US 11,718,873 B2
Correcting for deamination-induced sequence errors
Marcin Sikora, Redwood City, CA (US); Andrew Kennedy, San Diego, CA (US); Ariel Jaimovich, Redwood City, CA (US); Darya Chudova, San Jose, CA (US); and Stephen Fairclough, Redwood City, CA (US)
Assigned to Guardant Health, Inc., Palo Alto, CA (US)
Filed by GUARDANT HEALTH, INC., Redwood City, CA (US)
Filed on Mar. 23, 2021, as Appl. No. 17/210,202.
Application 17/210,202 is a continuation of application No. 16/866,252, filed on May 4, 2020, granted, now 11,008,616.

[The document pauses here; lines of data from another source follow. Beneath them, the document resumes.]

PR #17216, opened 2026-07-21
fix(message-list): prevent cross-list selection index crashes

AtomsH4:
>
>
>

### What this PR does

Before this PR:

Each message virtual list reacted to the document-wide selection event without verifying which list owned the selected message index. With the main chat and Agent flow visible together, a selection in the longer list could pass an out-of-range `keepMounted` index to the shorter list and cause an `item.kind` runtime error.

After this PR:

Selection-survival indexes are accepted only by their owning virtual-list scroller. The runtime also filters non-integer and out-of-range `keepMounted` indexes before passing them to the virtualizer.

Fixes # N/A

The shared message-list runtime owns selection survival and virtualization for both chat panes, so the fix belongs there rather than in the Agent panel. Exact scroller ownership prevents indexes from leaking across list instances, while final bounds filtering protects against stale indexes when a list shrinks.

Selection ownership follows the selection anchor node. A cross-list selection is therefore owned by the list containing that anchor, keeping the runtime behavior deterministic and local.

Patching the Agent panel or guarding `item.kind` was rejected because either approach would hide the shared runtime invariant violation and leave other multi-list consumers exposed.

### Breaking changes

None.

Targeted runtime tests, web type checking, and scoped Biome, Oxlint, and ESLint checks passed. The full test suite was intentionally not run for this localized change.

### Checklist

### Release note

```release-note
Fix an error in the Agent flow panel caused by message selection indexes leaking between simultaneous chat lists.
```


zhangjiadi225 (approved):
LGTM

DeJeune (approved):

Application 16/866,252 is a continuation of application No. PCT/US2018/059056, filed on Nov. 2, 2018.
Claims priority of provisional application 62/581,609, filed on Nov. 3, 2017.
Prior Publication US 2021/0395816 A1, Dec. 23, 2021
This patent is subject to a terminal disclaimer.

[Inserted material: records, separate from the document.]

Issue #17225, opened 2026-07-21
[Feature]: Generic Renderer bidirectional collection and reconciliation infrastructure


zhangjiadi225:
### Issue Checklist

- [x] I understand that issues are for reporting problems and requesting features, not for off-topic comments, and I will provide as much detail as possible to help resolve the issue.
- [x] I have checked the pinned issues and searched through the existing open and closed issues; this issue separates the generic Renderer capabilities previously tracked in #17144 rather than duplicating its DataApi or Topic/Session scope.
- [x] I have provided a short and descriptive title so that developers can quickly understand the issue when browsing the issue list.
- [x] The latest `main` branch does not include the reviewed generic Renderer capabilities described below.

### Platform

macOS (the architecture is platform-agnostic)

### Version

2.0.0-dev (`main`)

### Is your feature request related to an existing issue?

Yes. #16994 defines the Topic/Agent Session-specific architecture required by the product behavior in #17025. #17144 owns the generic DataApi change-signaling and bidirectional cursor capabilities on which this Renderer infrastructure depends.

This issue tracks the three shared Renderer capabilities previously listed as §4.3–§4.5 in #17144.

#### 1. `useInfiniteQuery`

The shared Renderer hook should support:

- `hasPrevious` / `loadPrevious`;
- `hasNext` / `loadNext`;
- prepend and append behavior;
- independent directional loading state;
- existing one-directional consumers.

The current one-way page chain requires an upstream implementation change rather than a Topic/Session wrapper.

#### 2. Renderer collection reconciliation

A shared collection-level capability is needed above raw page fetching to:

- map classified change signals to mounted collection queries;
- choose revalidation versus collection reconstruction;
- prevent stale in-flight work from replacing a newer result;
- preserve compatible presentation state where possible;
- coordinate anchored and head-based reconstruction.

This capability does not encode Topic/Session product policy. Feature layers continue to own bands, groups, selection, owner fallback, and drag behavior.

#### 3. Prepend scroll anchoring

The shared remote-list or virtual-list layer should compensate scroll position when previous pages are prepended. This is a viewport concern and should not be implemented inside the DataApi endpoint or cursor codec.

#### 4. Responsibility of #16994

#16994 consumes these shared capabilities rather than defining feature-specific replacements. It continues to own Topic/Session surface migration, preferences, presentation state, and product-facing and domain-level acceptance criteria from #17025.

### Alternative Solutions

[...]

Issue #17144, opened 2026-07-17
[Feature]: Generic DataApi change signaling and bidirectional cursor infrastructure


zhangjiadi225:
### Issue Checklist

- [x] I understand that issues are for reporting problems and requesting features, not for off-topic comments, and I will provide as much detail as possible to help resolve the issue.
- [x] I have checked the pinned issues and searched through the existing open and closed issues; this issue tracks upstream capabilities required by #16994 rather than duplicating its Topic/Session scope.
- [x] I have provided a short and descriptive title so that developers can quickly understand the issue when browsing the issue list.
- [x] The latest `main` branch does not include the reviewed generic upstream contracts described below.

### Platform

macOS (the architecture is platform-agnostic)

### Version

2.0.0-dev (`main`)

### Is your feature request related to an existing issue?

Yes. #16994 defines the Topic/Agent Session-specific architecture required by the product behavior in #17025. Its architecture review identified generic DataApi capabilities that should be designed and reviewed upstream. The dependent shared Renderer capabilities are tracked in #17225.

#### Background

The previous direction used a resource revision to cover three separate concerns:

1. detecting and communicating that relevant data changed;
2. deciding whether a mounted query or collection is affected;
3. deciding how the Renderer reconciles its current presentation.

A resource-wide revision couples those concerns and makes materially different changes share one reset operation. For example, a rename may affect a row projection and some search memberships without invalidating every created-time, activity-time, manual-order, pinned, owner, and workspace cursor family. Conversely, a membership or ordering change may require collection reconstruction while most row projections remain valid.

The architecture should use neutral DataApi change signaling instead. A notification describes a relevant kind of change; the Renderer decides the response for each mounted query.

#### Document contract

This issue contains two independently reviewable upstream capabilities. It records the required direction and responsibility boundaries identified by the review. It does not approve their final protocols or API shapes.

In particular, the change-signaling event payload, category taxonomy, routing model, subscription registry, transaction aggregation mechanism, and coalescing policy remain open for architecture review.

#### 1. Change propagation direction

The established direction is:

- the owning Main data service signals relevant changes after successful business-data writes;
- changes are classified and associated with affected DataApi endpoints or read models;
- Renderers subscribe to the endpoint/change classes relevant to their mounted queries;
- each Renderer decides whether to revalidate a projection, reconstruct a collection window, refresh stats or `/latest`, preserve compatible rows, or ignore the change;
[...]

Issue #16994, opened 2026-07-14
[Feature]: Refactor Topic and Agent Session pagination, grouping, and refresh semantics


zhangjiadi225:
### Issue Checklist

- [x] I understand that issues are for reporting problems and requesting features, not for off-topic comments, and I will provide as much detail as possible to help resolve the issue.
- [x] I have checked the pinned issues and searched through the existing open and closed issues, and this issue consolidates the remaining refactor scope.
- [x] I have provided a short and descriptive title so that developers can quickly understand the issue when browsing the issue list.
- [x] The latest `main` branch contains part of the required baseline, but does not include the remaining list, activity, invalidation, and Renderer refactor described below.

### Platform

macOS (the design and implementation are platform-agnostic)

### Version

2.0.0-dev (`main`)

#### Background

Topic and Agent Session surfaces currently treat DataApi cursor pagination primarily as transport batching. Page-level and legacy consumers still request or derive the complete dataset before performing search, grouping, ordering, counts, pinned composition, owner-rail selection, and local “Show more” behavior.

This creates several related problems:

- First useful render and Renderer memory usage scale with the complete Topic or Session history.
- Sidebar, right-side panel, grouped, and History consumers maintain different list derivations and refresh behavior.
- Main and Renderer can disagree about ordering, filtering, group membership, and pinned semantics.
- A committed write can leave an infinite-query cursor chain stale, causing duplicated, missing, or incorrectly ordered rows.
- Client-side filtering after pagination cannot produce reliable empty states, counts, or `hasNext` values.
- Cross-window and background-originated writes do not currently converge through an authoritative DataApi invalidation path.

#### Document contract

This issue is the **technical architecture** for the product behavior defined in #17025. It contains no product rules of its own: every user-visible behavior is referenced, never restated, and this document adds only the Topic/Session-specific contracts required to implement it. If an implementation constraint exposes a missing or conflicting product decision, resolve it in #17025 first and then update this issue. The architecture must not silently turn an implementation convenience into product behavior.

Related documents:

- #17025 — product source of truth (user-visible behavior and UX acceptance criteria).
- #17144 — generic DataApi data-change notification and bidirectional cursor infrastructure. The change-notification Phase A contract is frozen in [the architecture comment](https://github.com/CherryHQ/cherry-studio/issues/17144#issuecomment-5053757668); bidirectional cursor support remains independent and open.
[...]

PR #17226, opened 2026-07-21
feat(topic-session): add activity-backed collection APIs

zhangjiadi225:
>
>
>

### What this PR does

Before this PR:

- Topic and Agent Session collection APIs exposed a composite pinned-first stream without explicit independent pinned and ordinary query semantics.
- Collection activity ordering depended on broad update timestamps, so metadata changes could reorder entries and message deletion could not precisely restore the previous activity time.
- Search, owner/workspace filtering, latest-entry lookup, statistics, and cross-Assistant Topic moves were incomplete at the SQLite domain boundary.
- Reusable-placeholder discovery depended on bounded collection pages in the Renderer, so an eligible empty Topic or Session could be missed by pin state, list ordering, or pagination.

After this PR:

- Topic and Agent Session schemas have an indexed `lastActivityAt`, backed by per-message activity markers, a v1→v2 migrator, and lifecycle updates for message start, response start, terminal states, resumed generation, boot recovery, and deletion.
- Topic and Agent Session APIs support explicit pinned/ordinary streams, deterministic keyset pagination, SQLite-side search and owner/workspace filters, scoped/global `/latest`, and `/stats`.
- Dedicated `/topics/reusable-placeholder` and `/agent-sessions/reusable-placeholders` derived reads resolve exact empty placeholders independently of pin state, list ordering, and page limits.
- Topic moves across Assistants update ownership and ordering atomically, and new Topic/Session pins are ordered first within their pinned stream.
- Existing callers that omit `pinned` keep the current composite compatibility stream, so the current Renderer can continue fetching and grouping the full dataset until its later migration.

Fixes # N/A (this is the first scoped delivery for #16994 and does not close it)

This is the backend/Domain foundation split from the broader #16998 effort, not a complete extraction of every #16998 change. It establishes the SQLite and DataApi contracts independently, while the production Renderer migration remains with the later consumer work. Dedicated derived reads now keep placeholder eligibility in the backend, preventing the Renderer from treating a bounded collection page as an existence proof. SQLite stays authoritative for filtering and pagination, and a dedicated activity marker makes delete-time recomputation exact instead of treating every metadata write as user activity.

- Omitting `pinned` retains a transitional compatibility path for the current Renderer; explicit `true` and `false` use the new independent streams. The compatibility path can be removed after the Renderer migration.
- Reusable-placeholder lookup is a derived read rather than a paginated collection operation: Topic lookup returns the latest exact owner/unassigned match, while Agent Session lookup returns all matches for the exact Agent and optional workspace scope.
- Move failures use the existing DataApi validation and not-found categories instead of expanding the global error taxonomy for one operation.
- The schema adds activity/sort indexes needed by these queries, but avoids speculative owner-plus-sort composite indexes without query-plan evidence.

- Cherry-picking the existing #16998 implementation was rejected because it would also bring production Renderer changes, temporary pagination designs, and assumptions about upstream capabilities.
- Reusing `/list` or `/latest` as placeholder discovery was rejected because bounded pages and pinned ordering cannot prove that no reusable record exists.
- Reusing `updatedAt` for activity was rejected because renames, pin changes, and other metadata writes are not conversation activity.
- Resource revisions, feature-specific `/window` endpoints, bidirectional cursors, change signaling, and reconciliation were intentionally excluded in line with the current #17144 and #17225 directions.

Links to places where the discussion took place: #16994, #16998, #17144, #17225

### Breaking changes

None. Existing callers that omit `pinned` retain the composite compatibility stream.

- This is backend-focused PR1 only, not a complete extraction of #16998.
- It does not migrate production Sidebar, History, right-panel, ResourceList, Preference/Cache UI state, or cross-window synchronization code. It does include the reusable-placeholder Schema → Handler → Service contracts and their unit tests; the Renderer consumers remain in the later migration.
- Topic lookup is exact-owner (or unassigned-only) and returns the newest reusable empty Topic; Agent Session lookup requires a concrete Agent, optionally scopes by exact workspace, and returns matching reusable empty Sessions newest first.
- The migration safely backfills message activity and parent `lastActivityAt` values before enforcing the final non-null parent schema.
- Six Renderer test fixtures only receive the newly required `lastActivityAt` field; there are no production Renderer changes.
- Local checks completed: `pnpm lint`, `pnpm format`, and `git diff --check`.
- Tests and `pnpm build:check` were not run under the workspace's user-owned verification rule.

### Checklist

### Release note

```release-note
NONE
```


src/shared/data/api/schemas/topics.ts
```diff
@@ -41,18 +41,102 @@ export const UpdateTopicSchema = TopicSchema.pick({
...
-export const ListTopicsQuerySchema = z.strictObject({
+/** Atomically move a topic to a live Assistant at one visible-neighbour position. */
+export const MoveTopicSchema = z.strictObject({
+  assistantId: z.uuidv4(),
+  order: z.union([z.strictObject({ before: z.string().min(1) }), z.strictObject({ after: z.string().min(1) })])
+})
+export type MoveTopicDto = z.infer<typeof MoveTopicSchema>
+
+/** A concrete live Assistant id, or the reserved unlinked-owner scope. */
+export const TopicOwnerScopeSchema = z.union([z.uuidv4(), z.literal('unlinked')])
```
kangfenmao: > This review comment was translated automatically.

**[B5][Blocker]** Here the persisted Assistant ID is narrowed down to UUIDv4, but the upgrade migration only remaps the literal `default` to a UUID; other non-empty old IDs will be written to SQLite as-is. Existing migration tests explicitly retain `ast-1`/`ast-2`, and the Topic's Create/PATCH contract still accepts plain strings. Therefore, when upgraded users pass in a real Assistant ID, list, latest, stats, reusable-placeholder, and move will all be rejected at the Zod validation stage. Please unify the persisted ID contract: either use `z.string().min(1)` here and handle the sentinel separately, or completely remap all historical IDs and Topic foreign keys to UUIDs before these interfaces go live.

---
<details>

**[B5][Blocker]** 这里把持久化的 Assistant ID 收窄成 UUIDv4，但升级迁移只会把字面量 `default` 重映射为 UUID，其他非空旧 ID 会原样写入 SQLite；现有迁移测试明确保留 `ast-1`/`ast-2`，Topic 的 Create/PATCH 契约也仍接受普通字符串。因此升级用户把真实 Assistant ID 传入时，list、latest、stats、reusable-placeholder 和 move 都会在 Zod 校验阶段被拒绝。请统一持久化 ID 契约：要么这里使用 `z.string().min(1)` 并单独处理 sentinel，要么在这些接口落地前把所有历史 ID 及 Topic 外键完整重映射为 UUID。
</details>

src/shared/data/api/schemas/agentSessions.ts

Int. Cl. C12Q 1/6874 (2018.01); C12Q 1/6806 (2018.01); C12Q 1/6869 (2018.01)
CPC C12Q 1/6874 (2013.01) [C12Q 1/6806 (2013.01); C12Q 1/6869 (2013.01)] 30 Claims
OG exemplary drawing
 
1. A method for identifying variant nucleotides in a population of cell-free nucleic acids comprising:
(a) contacting a population of cell-free nucleic acids comprising double-stranded DNA molecules with single-stranded overhangs at one or both ends with a protein having 5′-3′ polymerase activity and a 3′-5′ exonuclease activity, wherein the protein digests 3′ overhangs and fills in 5′ overhangs with complementary nucleotides, to generate double-stranded DNA molecules with one or both ends blunt;
(b) tailing blunt ends of the DNA molecules and ligating the resulting DNA molecules to one or more adapters with a complementary tail;
(c) determining sequences of a plurality of the double-stranded DNA molecules to provide sequenced DNA molecules;
(d) for each designated position in a reference sequence,
(i) identifying a subset of sequenced DNA molecules including the designated position, and
(ii) identifying sequenced DNA molecules in the subset in which the designated position is occupied by a variant nucleotide; and
(e) calling presence of a variant nucleotide at each designated position for which the sequenced DNA molecules in step (d)(ii) support the call, except that presence of a variant nucleotide at a designated position is not called if:
(i) the variant is a C to T or G to A variation compared with the reference nucleotide; and
(ii) the variant nucleotide is classified as a deamination error based on:
(1) nucleotide context around the designated position and/or
(2) distance of the C to T variation at the designated position from the 5′-end in sequenced DNA molecules in the subset or distance of the G to A variation at the designated position from the 3′-end in sequenced DNA molecules in the subset, wherein at least one variant nucleotide which would otherwise have been called in step (e) is not called due to conditions (i) and (ii) being determined to have been met.